Unknown to Rosario, her legal team and supporters had conducted overnight searches to locate where the two families had been held, in an bid for legal intervention. But they remained undiscovered. The attorneys had made repeated requests to immigration authorities immediately after the arrest to prevent removal and determine her location. They had been repeatedly ignored, according to court documents.
"The Louisiana location is itself already a black hole," said a legal representative, who is providing legal counsel in ongoing litigation. "But in situations involving families, they will typically not transport them to the primary location, but place them in unidentified accommodations near the facility.
Legal arguments
At the heart of the legal action filed on behalf of Rosario and another family is the allegation that federal agencies have ignored established rules governing the handling of US citizen children with parents under removal proceedings. The guidelines state that authorities "must provide" parents "sufficient time" to make choices about the "wellbeing or relocation" of their underage dependents.
Immigration officials have not yet answered Rosario's legal assertions. The government agency did not respond to specific inquiries about the claims.
The aviation facility incident
"Upon reaching the location, it was a very empty airport," Rosario remembered. "Just immigration transports were coming in."
"There were multiple vans with more detainees," she said.
They were confined to the transport at the airport for over four hours, watching other vans approach with men chained at their hands and feet.
"That portion was distressing," she said. "My offspring kept questioning why everyone was restrained hand and foot ... if they were criminals. I told them it was just standard procedure."
The flight departure
The family was then compelled to board an aircraft, court filings state. At roughly then, according to records, an immigration regional supervisor eventually responded to Rosario's attorney – telling them a deportation delay had been denied. Rosario said she had not consented at any point for her two American-born offspring to be sent to another country.
Legal representatives said the date of the detention may not have been coincidental. They said the appointment – rescheduled three times without reason – may have been arranged to match with a deportation flight to Honduras the next day.

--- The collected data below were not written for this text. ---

Issue #800, opened 2020-08-05
Add localization status report


msmcconnell:
### Types of Issue

- [ ] Anomaly report (something appears to not work correctly)
- [x] Enhancement request (describe the enhancement being requested)
- [ ] Other (please ensure the description clarifies why the issue doesn’t fall into either of the above categories)

### Descriptive summary
To allow the user and other system components to better understand the status of localization, a report should be generated at the localization frequency 10Hz and provides a simple description of status that can be used by the UI to report to the user.

### Expected behavior
Localization status reported using single message and topic that can be used by the UI

### Software version this applies to

develop after 3.3.0
### Actual behavior
No unified status reporting exists. 
### Steps to reproduce the behavior
N/A

### Related work
Jira issue CAR-3109
Link to related tickets or prior related work here.

MishkaMN:
Resolved with above PRs

PR #816, opened 2020-08-19
CAR-3109: Feature/localization status report

msmcconnell:
# PR Details
## Description

This PR refactors/overhauls the gnss_ndt_selector package into a new localization_manager package. This package contains new logic to implement a more complex localization state machine and status reporting mechanism. 

The PR contains the following core classes
Localizer: This is the ROS node.
LocalizationManager: This is the worker class for Localizer and contains the entry/exit/do/signaling logic for the state machine
LocalizationTransitionTable: This class contains the actual transition rules used to determine the current state based on the provided signals.
LocalizationState: Enum of current states
LocalizationSignal: Enum of possible signals which could result in state changes
LocalizerMode: Enum of possible operational modes which this node can support. 

This is the state diagram that has been implemented
LocalizationStatusStatesComplex

Initial discussion on the draft design for this state machine can be found here
https://github.com/usdot-fhwa-stol/carma-msgs/pull/72
As development progressed the need to keep support for the localizer mode selection became apparent, so the state machine acquired some additional complexity. 

I'm still working on updating the design docs. 
## Related Issue
https://github.com/usdot-fhwa-stol/carma-platform/issues/800

## Motivation and Context
Support UI display of localization status, more robust sensor failure behavior, future auto initialization behavior

## How Has This Been Tested?
Unit tests and basic local integration testing

## Types of changes

## Checklist:


localization_manager/src/LocalizationTransitionTable.cpp
```diff
@@ -0,0 +1,230 @@
...
+  {
+    // How to handle the combined conditions?
+    case LocalizationSignal::GOOD_NDT_FREQ_AND_FITNESS_SCORE:
+      setAndLogState(LocalizationState::OPERATIONAL, signal);
+      break;
+    case LocalizationSignal::POOR_NDT_FREQ_OR_FITNESS_SCORE:
+      setAndLogState(LocalizationState::DEGRADED, signal);
+      break;
+    case LocalizationSignal::LIDAR_SENSOR_FAILURE:
+      setAndLogState(LocalizationState::DEGRADED_NO_LIDAR_FIX, signal);
```
MishkaMN, line 85: On the state diagram, it seems like we need to check mode here?

localization_manager/src/LocalizationTransitionTable.cpp
```diff
@@ -0,0 +1,230 @@
...
+      logDebugSignal(signal);
+      break;
+  }
+}
+void LocalizationTransitionTable::signalWhenAWAIT_MANUAL_INITIALIZATION(LocalizationSignal signal)
+{
+  switch (signal)
+  {
+    case LocalizationSignal::INITIAL_POSE:
+      setAndLogState(LocalizationState::INITIALIZING, signal);
```
MishkaMN, line 191: On the state diagram, it seems like we need to check the mode here?

localization_manager/src/LocalizationTransitionTable.cpp
```diff
@@ -0,0 +1,230 @@
...
+      }
+      break;
+    case LocalizationSignal::UNUSABLE_NDT_FREQ_OR_FITNESS_SCORE:
+      if (mode_ == LocalizerMode::AUTO)
+      {
+        setAndLogState(LocalizationState::DEGRADED_NO_LIDAR_FIX, signal);
+      }
+      else
+      {
+        setAndLogState(LocalizationState::AWAIT_MANUAL_INITIALIZATION, signal);
```
MishkaMN, line 122: LocalizationState::AWAIT_MANUAL_INITIALIZATION,
LocalizationSignal::LIDAR_SENSOR_FAILURE
seem to have same operation, should we combine them to make fewer lines for testing, or is this way more clear?

localization_manager/src/LocalizationTransitionTable.cpp
msmcconnell: It's not actually possible to enter AWAIT_MANUAL_INITIALIZATION while in GNSS mode, so the check is implicit.

localization_manager/src/LocalizationTransitionTable.cpp
msmcconnell: I'll make it a fall through case

localization_manager/src/LocalizationTransitionTable.cpp
msmcconnell: Good catch. A check is needed, but the diagram showed the wrong check. I have updated the diagram and code.

msmcconnell:
Updated state diagram 
LocalizationStatusStatesComplex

"Officials apparently channel as many cases as they can toward that airport so they can fill the flight and deport them," commented a attorney.
The aftermath
The whole situation has caused permanent damage, according to the lawsuit. Rosario still experiences concerns about exploitation and abduction in Honduras.
In a earlier communication, the government department stated that Rosario "decided" to bring her children to the required meeting in April, and was asked if she wanted authorities to assign the kids with someone protected. The department also claimed that Rosario chose to be deported with her children.
Ruby, who was couldn't finish her academic term in the US, is at risk of "academic regression" and is "undergoing serious mental health issues", according to the legal proceedings.
Romeo, who has now become five years old, was denied vital and necessary healthcare in Honduras. He briefly returned to the US, without his mother, to proceed with therapy.
"Romeo's deteriorating health and the halt in his therapy have caused Rosario substantial worry and emotional turmoil," the legal action alleges.
*Names of people involved have been changed.